Stored items
◇ ◇ ◇ ◇

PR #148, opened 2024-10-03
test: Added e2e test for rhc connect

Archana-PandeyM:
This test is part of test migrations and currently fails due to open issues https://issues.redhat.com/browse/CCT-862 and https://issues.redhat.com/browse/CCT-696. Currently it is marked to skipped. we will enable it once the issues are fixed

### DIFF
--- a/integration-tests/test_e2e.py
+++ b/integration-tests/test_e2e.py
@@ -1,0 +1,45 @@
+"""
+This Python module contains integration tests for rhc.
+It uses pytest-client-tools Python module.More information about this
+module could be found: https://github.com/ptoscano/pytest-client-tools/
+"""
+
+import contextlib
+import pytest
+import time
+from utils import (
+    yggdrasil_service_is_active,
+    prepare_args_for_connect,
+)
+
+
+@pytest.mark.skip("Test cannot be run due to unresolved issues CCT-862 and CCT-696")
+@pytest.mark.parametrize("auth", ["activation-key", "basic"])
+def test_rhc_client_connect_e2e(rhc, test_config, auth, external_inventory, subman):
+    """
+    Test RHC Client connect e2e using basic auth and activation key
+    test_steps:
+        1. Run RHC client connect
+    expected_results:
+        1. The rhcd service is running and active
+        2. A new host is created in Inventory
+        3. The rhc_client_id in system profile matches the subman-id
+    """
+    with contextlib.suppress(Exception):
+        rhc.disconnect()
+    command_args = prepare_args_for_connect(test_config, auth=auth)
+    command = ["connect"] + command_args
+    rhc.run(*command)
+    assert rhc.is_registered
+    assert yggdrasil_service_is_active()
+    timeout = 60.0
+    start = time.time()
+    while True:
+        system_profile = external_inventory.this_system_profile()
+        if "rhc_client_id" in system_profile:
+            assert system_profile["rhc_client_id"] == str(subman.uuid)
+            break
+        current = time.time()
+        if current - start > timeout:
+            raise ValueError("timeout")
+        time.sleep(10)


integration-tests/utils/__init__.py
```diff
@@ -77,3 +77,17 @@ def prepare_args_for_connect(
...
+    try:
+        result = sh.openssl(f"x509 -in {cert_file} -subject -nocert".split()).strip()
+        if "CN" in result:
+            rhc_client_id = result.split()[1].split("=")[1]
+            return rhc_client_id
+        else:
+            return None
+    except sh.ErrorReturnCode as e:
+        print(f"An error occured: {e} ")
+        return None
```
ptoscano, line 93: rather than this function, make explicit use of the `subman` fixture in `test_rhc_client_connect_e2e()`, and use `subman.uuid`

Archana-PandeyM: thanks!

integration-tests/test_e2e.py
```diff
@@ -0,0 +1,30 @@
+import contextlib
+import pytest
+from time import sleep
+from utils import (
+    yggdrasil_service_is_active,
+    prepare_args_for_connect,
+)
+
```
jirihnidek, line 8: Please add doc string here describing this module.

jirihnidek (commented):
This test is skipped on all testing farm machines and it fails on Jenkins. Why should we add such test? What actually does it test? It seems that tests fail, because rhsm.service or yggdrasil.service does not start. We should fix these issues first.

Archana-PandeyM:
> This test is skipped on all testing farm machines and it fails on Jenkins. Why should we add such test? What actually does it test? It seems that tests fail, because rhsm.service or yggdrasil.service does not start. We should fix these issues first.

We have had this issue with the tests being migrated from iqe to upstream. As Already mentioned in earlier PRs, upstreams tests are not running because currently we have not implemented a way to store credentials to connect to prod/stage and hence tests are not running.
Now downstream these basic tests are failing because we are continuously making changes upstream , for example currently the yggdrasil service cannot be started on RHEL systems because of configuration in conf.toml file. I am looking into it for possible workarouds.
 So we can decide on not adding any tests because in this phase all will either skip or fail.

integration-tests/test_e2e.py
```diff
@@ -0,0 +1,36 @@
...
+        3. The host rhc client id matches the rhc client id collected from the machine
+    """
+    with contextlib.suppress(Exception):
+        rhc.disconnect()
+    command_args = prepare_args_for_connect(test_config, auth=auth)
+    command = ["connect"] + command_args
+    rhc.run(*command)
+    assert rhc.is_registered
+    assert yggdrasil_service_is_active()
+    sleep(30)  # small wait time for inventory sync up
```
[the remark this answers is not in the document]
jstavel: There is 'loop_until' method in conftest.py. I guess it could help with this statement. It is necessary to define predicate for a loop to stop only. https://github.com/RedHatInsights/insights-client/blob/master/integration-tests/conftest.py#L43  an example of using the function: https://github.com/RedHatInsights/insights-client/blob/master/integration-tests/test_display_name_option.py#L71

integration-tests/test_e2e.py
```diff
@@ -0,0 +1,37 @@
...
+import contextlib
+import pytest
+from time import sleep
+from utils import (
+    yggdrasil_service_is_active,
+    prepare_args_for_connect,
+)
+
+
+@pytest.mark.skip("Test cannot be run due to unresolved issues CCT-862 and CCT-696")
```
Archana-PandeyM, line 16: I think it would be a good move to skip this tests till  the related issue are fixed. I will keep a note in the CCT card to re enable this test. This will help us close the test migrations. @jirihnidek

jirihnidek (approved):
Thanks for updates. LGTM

◇ ◇ ◇ ◇

REQUIRED WORK:
Transcribe every record above exactly.

TASK OUTPUT:
PR #148, opened 2024-10-03
test: Added e2e test for rhc connect

Archana-PandeyM:
This test is part of test migrations and currently fails due to open issues https://issues.redhat.com/browse/CCT-862 and https://issues.redhat.com/browse/CCT-696. Currently it is marked to skipped. we will enable it once the issues are fixed

### DIFF
--- a/integration-tests/test_e2e.py
+++ b/integration-tests/test_e2e.py
@@ -1,0 +1,45 @@
+"""
+This Python module contains integration tests for rhc.
+It uses pytest-client-tools Python module.More information about this
+module could be found: https://github.com/ptoscano/pytest-client-tools/
+"""
+
+import contextlib
+import pytest
+import time
+from utils import (
+    yggdrasil_service_is_active,
+    prepare_args_for_connect,
+)
+
+
+@pytest.mark.skip("Test cannot be run due to unresolved issues CCT-862 and CCT-696")
+@pytest.mark.parametrize("auth", ["activation-key", "basic"])
+def test_rhc_client_connect_e2e(rhc, test_config, auth, external_inventory, subman):
+    """
+    Test RHC Client connect e2e using basic auth and activation key
+    test_steps:
+        1. Run RHC client connect
+    expected_results:
+        1. The rhcd service is running and active
+        2. A new host is created in Inventory
+        3. The rhc_client_id in system profile matches the subman-id
+    """
+    with contextlib.suppress(Exception):
+        rhc.disconnect()
+    command_args = prepare_args_for_connect(test_config, auth=auth)
+    command = ["connect"] + command_args
+    rhc.run(*command)
+    assert rhc.is_registered
+    assert yggdrasil_service_is_active()
+    timeout = 60.0
+    start = time.time()
+    while True:
+        system_profile = external_inventory.this_system_profile()
+        if "rhc_client_id" in system_profile:
+            assert system_profile["rhc_client_id"] == str(subman.uuid)
+            break
+        current = time.time()
+        if current - start > timeout:
+            raise ValueError("timeout")
+        time.sleep(10)


integration-tests/utils/__init__.py
```diff
@@ -77,3 +77,17 @@ def prepare_args_for_connect(
...
+    try:
+        result = sh.openssl(f"x509 -in {cert_file} -subject -nocert".split()).strip()
+        if "CN" in result:
+            rhc_client_id = result.split()[1].split("=")[1]
+            return rhc_client_id
+        else:
+            return None
+    except sh.ErrorReturnCode as e:
+        print(f"An error occured: {e} ")
+        return None
```
ptoscano, line 93: rather than this function, make explicit use of the `subman` fixture in `test_rhc_client_connect_e2e()`, and use `subman.uuid`

Archana-PandeyM: thanks!

integration-tests/test_e2e.py
```diff
@@ -0,0 +1,30 @@
+import contextlib
+import pytest
+from time import sleep
+from utils import (
+    yggdrasil_service_is_active,
+    prepare_args_for_connect,
+)
+
```
jirihnidek, line 8: Please add doc string here describing this module.

jirihnidek (commented):
This test is skipped on all testing farm machines and it fails on Jenkins. Why should we add such test? What actually does it test? It seems that tests fail, because rhsm.service or yggdrasil.service does not start. We should fix these issues first.

Archana-PandeyM:
> This test is skipped on all testing farm machines and it fails on Jenkins. Why should we add such test? What actually does it test? It seems that tests fail, because rhsm.service or yggdrasil.service does not start. We should fix these issues first.

We have had this issue with the tests being migrated from iqe to upstream. As Already mentioned in earlier PRs, upstreams tests are not running because currently we have not implemented a way to store credentials to connect to prod/stage and hence tests are not running.
Now downstream these basic tests are failing because we are continuously making changes upstream , for example currently the yggdrasil service cannot be started on RHEL systems because of configuration in conf.toml file. I am looking into it for possible workarouds.
 So we can decide on not adding any tests because in this phase all will either skip or fail.

integration-tests/test_e2e.py
```diff
@@ -0,0 +1,36 @@
...
+        3. The host rhc client id matches the rhc client id collected from the machine
+    """
+    with contextlib.suppress(Exception):
+        rhc.disconnect()
+    command_args = prepare_args_for_connect(test_config, auth=auth)
+    command = ["connect"] + command_args
+    rhc.run(*command)
+    assert rhc.is_registered
+    assert yggdrasil_service_is_active()
+    sleep(30)  # small wait time for inventory sync up
```
[the remark this answers is not in the document]
jstavel: There is 'loop_until' method in conftest.py. I guess it could help with this statement. It is necessary to define predicate for a loop to stop only. https://github.com/RedHatInsights/insights-client/blob/master/integration-tests/conftest.py#L43  an example of using the function: https://github.com/RedHatInsights/insights-client/blob/master/integration-tests/test_display_name_option.py#L71

integration-tests/test_e2e.py
```diff
@@ -0,0 +1,37 @@
...
+import contextlib
+import pytest
+from time import sleep
+from utils import (
+    yggdrasil_service_is_active,
+    prepare_args_for_connect,
+)
+
+
+@pytest.mark.skip("Test cannot be run due to unresolved issues CCT-862 and CCT-696")
```
Archana-PandeyM, line 16: I think it would be a good move to skip this tests till  the related issue are fixed. I will keep a note in the CCT card to re enable this test. This will help us close the test migrations. @jirihnidek

jirihnidek (approved):
Thanks for updates. LGTM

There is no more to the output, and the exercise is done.